Oil industry leaders already warning of future oil price spike | News OK: "Domestic oil companies late last year slashed their drilling budgets and mothballed more than half the country's rigs. Low oil prices have made many projects uneconomic, forcing companies to delay drilling plans.
For several months, though, oil production continued to grow, both because it takes time for new wells to drop in production and because companies dropped the least profitable drilling prospects, focusing instead on the most promising, highest-producing wells. Companies also have spent the past year improving their processes, allowing them to increase production per well while reducing expenses.
Still, the more than 50 percent reduction in drilling activity was guaranteed to eventually lead to a drop in production.

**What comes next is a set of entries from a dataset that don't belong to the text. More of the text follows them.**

Issue #1347, opened 2019-04-25
Support async validation with ajv


edgarmueller:
**Describe the bug**
If ajv is configured to use asynchronous validation, error reporting is not working correctly, see  https://github.com/epoberezkin/ajv#asynchronous-validation for more info.

**To Reproduce**
Use any example with $async set

**Expected behavior**
Error reporting should not break.

mlandry8:
Are there any updates on this issue? Have a hacky workaround going but it's not ideal. I see there is a solution ready in your PRs!

edgarmueller:
@mlandry8 Except the open draft PR there isn't unfortunately, we simply didn't find the time to finish it. But we'll try to do so for the next minor release (which would be 2.4.0). If you already have something and you think it's a valuable addition to the framework, we always welcome contributions! Maybe you could compare it to the existing PR and check which approach would be better.

sdirix:
Update: While JSON Forms does not support async validation directly, there is a straightforward workaround by managing the errors outside of JSON Forms:

 - Hand over `validationMode="NoValidation"` to turn off the built-in validation
 - Create an AJV instance outside of JSON Forms, e.g. via `createAjv()` exported by `@jsonforms/core`
 - Compile your schema with the ajv instance, e.g. `const validator = myAjv.compile(schema)` (this is costly, so the validator should be memoized to not compile the schema again with every change)
 - Whenever data is received from JSON Forms, use the validator to validate and store the errors in some state
 - Handover the determined errors to AJV via `additionalProps={myErrors}`

PR #1386, opened 2019-05-28
Async Validation with Ajv

sdirix:
This (draft) PR introduces the concept of [async validation with Ajv](https://github.com/epoberezkin/ajv#asynchronous-validation) for #1347.

This concept is introduced next to (instead of replacing) synchronous validation. To implement the functionality we use [redux-thunk](https://github.com/reduxjs/redux-thunk) to allow for chained async actions, however redux-thunk is only necessary when the user wants to use async-marked schemas.

This (draft) PR contains the thunk for JSON Forms initialization with an async Ajv validation run, see `Actions.initAsyncValidation`. The (currently) last commit enables the async behavior for all examples, however only the person example is actually marked async (the remaining examples use a fallback).

Open tasks:
 - Implement same behavior for the remaining core actions which perform validation: `SET_AJV` and `UPDATE_DATA`.
 - Check whether we can offer dispatching-functions which either use the normal action or the preconfigured thunk depending on whether the current schema is marked asynchronous.
 - Make sure the correct update data action / thunk is called depending on the circumstances
 - Write testcases.

### DIFF
--- a/packages/core/src/reducers/core.ts
+++ b/packages/core/src/reducers/core.ts
@@ -33,15 +33,19 @@ import RefParser from 'json-schema-ref-parser';
 import {
   INIT,
   InitAction,
+  InitActionWithoutValidation,
   InitActionOptions,
   SET_AJV,
+  SET_ERRORS,
   SET_SCHEMA,
   SET_UISCHEMA,
   SetAjvAction,
+  SetErrorsAction,
   SetSchemaAction,
   SetUISchemaAction,
   UPDATE_DATA,
-  UpdateAction
+  UpdateAction,
+  INIT_WITHOUT_VALIDATION
 } from '../actions';
 import { createAjv } from '../util/validator';
 import { JsonSchema, UISchemaElement } from '..';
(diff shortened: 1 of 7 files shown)


edgarmueller:
Thank you, Stefan!

packages/core/src/reducers/core.ts
```diff
@@ -51,16 +55,35 @@ const validate = (validator: ValidateFunction, data: any): ErrorObject[] => {
...
-  validate(validator, data).map(error => {
-    error.dataPath = error.dataPath.replace(/\//g, '.').substr(1);
+const sanitizeError = (error: ErrorObject): ErrorObject => {
+  error.dataPath = error.dataPath.replace(/\//g, '.').substr(1);
+  return error;
+};
 
-    return error;
-  });
+export const sanitizeErrors = (validator: ValidateFunction, data: any) => {
```
eneufeld: It would be better to have a return type

packages/core/src/reducers/core.ts
```diff
@@ -51,16 +55,35 @@ const validate = (validator: ValidateFunction, data: any): ErrorObject[] => {
...
+  if (validator.$async) {
+    // sync method called with async schema, fallback
+    return [];
+  } else {
+    return validate(validator, data).map(sanitizeError);
+  }
+};
+
+export const asyncSanitizeErrors = (validator: ValidateFunction, data: any) => {
```
eneufeld: It would be better to have a return type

We're starting to see it now.
Domestic production in September was down 514,000 barrels per day from the 40-year high set in June.
International flavor
Low oil prices have led to drilling reductions and delays worldwide.
Speaking at the Oil and Money conference in London this week, International Energy Agency Executive Director Fatih Birol said global oil and natural gas investment is at least 20 percent less than one year ago. He said the year-over-year drop is the largest in history.
Abdalla El Badri, secretary general of the Organization of Petroleum Exporting Countries, said global oil investment has dropped by about $650 billion this year.
“I am very concerned about investment,” he said. “I'm not happy at all. It means less supply in the future. Less supply means higher costs in the future.”
Higher prices would be welcome throughout the global oil industry, but only to a point. If energy prices climb too much, demand could tumble and economies could be forced into recession."